▶ [The task]: Look through the data below and, wherever a line carries the word "twostr", please copy that line.

BEGIN Input

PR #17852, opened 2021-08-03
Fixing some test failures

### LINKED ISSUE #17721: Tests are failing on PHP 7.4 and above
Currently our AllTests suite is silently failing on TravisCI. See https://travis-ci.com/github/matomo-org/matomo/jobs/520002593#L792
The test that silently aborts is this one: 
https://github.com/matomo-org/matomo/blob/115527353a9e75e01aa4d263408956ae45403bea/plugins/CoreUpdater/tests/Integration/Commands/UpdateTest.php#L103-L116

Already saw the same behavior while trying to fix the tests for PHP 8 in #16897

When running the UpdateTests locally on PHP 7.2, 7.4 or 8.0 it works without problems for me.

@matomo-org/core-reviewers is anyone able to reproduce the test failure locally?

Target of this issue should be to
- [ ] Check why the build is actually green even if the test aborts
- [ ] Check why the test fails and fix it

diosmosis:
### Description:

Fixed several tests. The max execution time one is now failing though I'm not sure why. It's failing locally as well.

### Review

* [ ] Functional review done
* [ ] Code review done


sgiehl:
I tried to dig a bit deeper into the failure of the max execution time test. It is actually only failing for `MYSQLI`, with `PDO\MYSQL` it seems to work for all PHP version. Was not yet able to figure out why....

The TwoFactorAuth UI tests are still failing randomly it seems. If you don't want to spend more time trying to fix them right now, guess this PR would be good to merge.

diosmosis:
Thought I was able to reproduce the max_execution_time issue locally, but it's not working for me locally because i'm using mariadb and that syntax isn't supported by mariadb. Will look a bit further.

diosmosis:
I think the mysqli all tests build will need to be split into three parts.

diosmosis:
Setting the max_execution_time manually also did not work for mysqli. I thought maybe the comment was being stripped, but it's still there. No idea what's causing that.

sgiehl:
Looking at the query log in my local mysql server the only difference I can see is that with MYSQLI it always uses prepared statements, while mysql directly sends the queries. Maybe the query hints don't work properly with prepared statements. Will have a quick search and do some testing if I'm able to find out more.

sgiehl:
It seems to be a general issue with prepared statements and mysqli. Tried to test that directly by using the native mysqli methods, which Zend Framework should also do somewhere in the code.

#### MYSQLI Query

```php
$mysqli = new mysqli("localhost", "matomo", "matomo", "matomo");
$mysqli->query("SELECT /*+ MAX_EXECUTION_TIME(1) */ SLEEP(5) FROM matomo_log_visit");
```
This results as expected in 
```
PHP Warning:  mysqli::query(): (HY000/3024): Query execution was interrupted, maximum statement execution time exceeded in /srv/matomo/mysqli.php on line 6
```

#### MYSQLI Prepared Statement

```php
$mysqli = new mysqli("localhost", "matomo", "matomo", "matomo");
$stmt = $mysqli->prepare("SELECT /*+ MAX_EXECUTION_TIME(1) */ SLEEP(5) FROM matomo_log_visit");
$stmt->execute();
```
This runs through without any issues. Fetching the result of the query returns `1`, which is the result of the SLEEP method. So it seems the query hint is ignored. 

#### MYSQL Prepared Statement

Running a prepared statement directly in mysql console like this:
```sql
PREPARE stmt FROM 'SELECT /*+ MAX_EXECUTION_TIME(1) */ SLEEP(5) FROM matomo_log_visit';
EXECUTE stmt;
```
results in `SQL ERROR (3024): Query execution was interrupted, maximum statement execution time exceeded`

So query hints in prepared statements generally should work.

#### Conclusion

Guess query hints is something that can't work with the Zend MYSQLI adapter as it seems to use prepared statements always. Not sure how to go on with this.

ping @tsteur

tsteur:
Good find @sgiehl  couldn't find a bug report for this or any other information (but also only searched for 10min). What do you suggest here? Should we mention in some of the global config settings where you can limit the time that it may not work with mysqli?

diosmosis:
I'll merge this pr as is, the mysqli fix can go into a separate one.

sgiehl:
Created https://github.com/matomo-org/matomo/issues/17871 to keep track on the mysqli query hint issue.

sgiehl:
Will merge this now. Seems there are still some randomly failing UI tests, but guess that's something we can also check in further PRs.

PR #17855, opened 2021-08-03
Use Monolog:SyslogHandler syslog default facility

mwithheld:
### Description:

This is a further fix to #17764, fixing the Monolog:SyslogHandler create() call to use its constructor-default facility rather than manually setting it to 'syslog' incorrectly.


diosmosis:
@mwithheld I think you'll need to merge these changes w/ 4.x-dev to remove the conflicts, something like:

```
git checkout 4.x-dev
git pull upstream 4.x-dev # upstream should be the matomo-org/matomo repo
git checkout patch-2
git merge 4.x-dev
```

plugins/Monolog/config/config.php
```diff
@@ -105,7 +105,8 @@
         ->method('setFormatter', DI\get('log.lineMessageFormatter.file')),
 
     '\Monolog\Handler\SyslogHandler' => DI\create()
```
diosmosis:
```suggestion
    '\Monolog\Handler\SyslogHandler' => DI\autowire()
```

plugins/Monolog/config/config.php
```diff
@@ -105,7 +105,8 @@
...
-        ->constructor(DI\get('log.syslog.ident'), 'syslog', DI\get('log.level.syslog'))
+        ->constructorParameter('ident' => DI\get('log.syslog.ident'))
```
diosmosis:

END Input
BEGIN Input

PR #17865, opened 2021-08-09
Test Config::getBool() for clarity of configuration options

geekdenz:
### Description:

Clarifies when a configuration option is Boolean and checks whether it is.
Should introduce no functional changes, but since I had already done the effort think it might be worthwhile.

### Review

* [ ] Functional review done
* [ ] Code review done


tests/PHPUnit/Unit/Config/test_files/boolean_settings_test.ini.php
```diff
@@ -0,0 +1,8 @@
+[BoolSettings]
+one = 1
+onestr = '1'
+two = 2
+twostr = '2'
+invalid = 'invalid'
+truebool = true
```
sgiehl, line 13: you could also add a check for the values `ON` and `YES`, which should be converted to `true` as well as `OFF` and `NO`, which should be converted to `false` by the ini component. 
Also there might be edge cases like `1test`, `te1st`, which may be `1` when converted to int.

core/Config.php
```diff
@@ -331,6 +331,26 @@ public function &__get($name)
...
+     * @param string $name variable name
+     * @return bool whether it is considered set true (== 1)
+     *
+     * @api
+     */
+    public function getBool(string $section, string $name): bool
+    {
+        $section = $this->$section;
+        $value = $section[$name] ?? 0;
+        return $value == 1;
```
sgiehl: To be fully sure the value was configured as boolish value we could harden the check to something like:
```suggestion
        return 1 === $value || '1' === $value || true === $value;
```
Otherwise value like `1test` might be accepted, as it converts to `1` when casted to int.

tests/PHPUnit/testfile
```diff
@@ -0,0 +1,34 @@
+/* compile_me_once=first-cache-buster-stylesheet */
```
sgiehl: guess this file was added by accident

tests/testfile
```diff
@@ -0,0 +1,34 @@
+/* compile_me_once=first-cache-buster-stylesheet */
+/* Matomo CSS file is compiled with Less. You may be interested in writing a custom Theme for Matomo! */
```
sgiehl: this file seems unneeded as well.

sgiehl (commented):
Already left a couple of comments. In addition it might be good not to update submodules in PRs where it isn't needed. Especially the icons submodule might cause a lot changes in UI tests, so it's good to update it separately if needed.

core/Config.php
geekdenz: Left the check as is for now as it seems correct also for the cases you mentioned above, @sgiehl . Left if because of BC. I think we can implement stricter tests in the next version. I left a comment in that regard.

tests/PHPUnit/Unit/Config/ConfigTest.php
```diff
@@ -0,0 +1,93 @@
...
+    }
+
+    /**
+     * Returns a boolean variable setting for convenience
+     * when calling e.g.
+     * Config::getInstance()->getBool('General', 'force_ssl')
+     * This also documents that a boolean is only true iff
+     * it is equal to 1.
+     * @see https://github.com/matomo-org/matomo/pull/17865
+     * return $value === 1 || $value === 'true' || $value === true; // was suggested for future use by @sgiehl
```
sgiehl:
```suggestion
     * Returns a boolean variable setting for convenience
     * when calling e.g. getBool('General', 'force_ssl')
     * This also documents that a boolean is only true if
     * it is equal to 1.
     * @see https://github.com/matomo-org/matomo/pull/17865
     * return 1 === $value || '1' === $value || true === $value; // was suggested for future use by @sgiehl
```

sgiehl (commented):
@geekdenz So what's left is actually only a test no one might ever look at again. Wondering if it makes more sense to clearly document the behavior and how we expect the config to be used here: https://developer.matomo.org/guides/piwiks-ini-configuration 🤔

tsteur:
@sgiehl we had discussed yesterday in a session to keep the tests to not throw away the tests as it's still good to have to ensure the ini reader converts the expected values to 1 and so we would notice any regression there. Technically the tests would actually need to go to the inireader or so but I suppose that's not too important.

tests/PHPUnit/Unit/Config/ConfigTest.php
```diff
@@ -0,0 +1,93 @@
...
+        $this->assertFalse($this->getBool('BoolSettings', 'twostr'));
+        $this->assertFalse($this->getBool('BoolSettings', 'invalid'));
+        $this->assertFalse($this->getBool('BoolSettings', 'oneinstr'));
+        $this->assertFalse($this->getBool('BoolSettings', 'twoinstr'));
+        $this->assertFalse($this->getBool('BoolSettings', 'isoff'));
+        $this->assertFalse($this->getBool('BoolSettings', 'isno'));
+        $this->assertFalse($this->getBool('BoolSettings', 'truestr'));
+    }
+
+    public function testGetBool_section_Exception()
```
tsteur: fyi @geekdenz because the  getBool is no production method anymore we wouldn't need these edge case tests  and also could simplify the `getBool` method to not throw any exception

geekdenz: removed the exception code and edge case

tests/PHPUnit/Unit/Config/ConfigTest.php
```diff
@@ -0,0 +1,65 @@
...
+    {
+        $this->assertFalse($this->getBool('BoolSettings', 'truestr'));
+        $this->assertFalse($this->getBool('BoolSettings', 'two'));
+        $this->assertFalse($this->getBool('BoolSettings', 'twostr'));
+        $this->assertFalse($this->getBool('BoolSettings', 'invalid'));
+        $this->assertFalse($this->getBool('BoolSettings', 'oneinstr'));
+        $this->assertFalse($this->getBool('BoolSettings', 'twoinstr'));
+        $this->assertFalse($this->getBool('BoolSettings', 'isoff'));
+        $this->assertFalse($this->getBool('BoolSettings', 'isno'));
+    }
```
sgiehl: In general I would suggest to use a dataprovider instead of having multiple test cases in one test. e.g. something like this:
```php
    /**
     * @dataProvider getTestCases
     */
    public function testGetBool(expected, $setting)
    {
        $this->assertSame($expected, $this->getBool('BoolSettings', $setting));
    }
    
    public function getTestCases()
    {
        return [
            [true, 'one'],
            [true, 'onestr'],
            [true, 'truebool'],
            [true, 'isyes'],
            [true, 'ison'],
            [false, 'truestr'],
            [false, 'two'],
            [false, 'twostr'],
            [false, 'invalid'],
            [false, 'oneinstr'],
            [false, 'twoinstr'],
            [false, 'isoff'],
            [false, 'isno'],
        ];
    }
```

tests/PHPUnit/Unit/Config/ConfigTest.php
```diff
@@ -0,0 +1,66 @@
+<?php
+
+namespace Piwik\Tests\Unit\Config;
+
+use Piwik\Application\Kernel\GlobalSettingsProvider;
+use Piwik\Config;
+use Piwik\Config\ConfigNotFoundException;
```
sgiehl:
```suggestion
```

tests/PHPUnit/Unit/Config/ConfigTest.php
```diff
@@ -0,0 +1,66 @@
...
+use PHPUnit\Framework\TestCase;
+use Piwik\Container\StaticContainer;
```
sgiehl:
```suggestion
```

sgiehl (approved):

END Input

▶ [Your response]:
+twostr = '2'
+        $this->assertFalse($this->getBool('BoolSettings', 'twostr'));
+        $this->assertFalse($this->getBool('BoolSettings', 'twostr'));
            [false, 'twostr'],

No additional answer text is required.